Your instructions => The full data, repeated exactly, is the only answer needed.
---------- Task data
PR #6181, opened 2026-05-22
feat(pixi-build): plumb workspace scratch directory and cache ROS distro fetches

baszalmstra:
### Description

Adds a `workspaceScratchDirectory` field to the backend `initialize` procedure and plumbs it through to every sibling backend (cmake/mojo/python/r/ros/rust).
--------------------
Written response =>
PR #6181, opened 2026-05-22
feat(pixi-build): plumb workspace scratch directory and cache ROS distro fetches

baszalmstra:
### Description

Adds a `workspaceScratchDirectory` field to the backend `initialize` procedure and plumbs it through to every sibling backend (cmake/mojo/python/r/ros/rust).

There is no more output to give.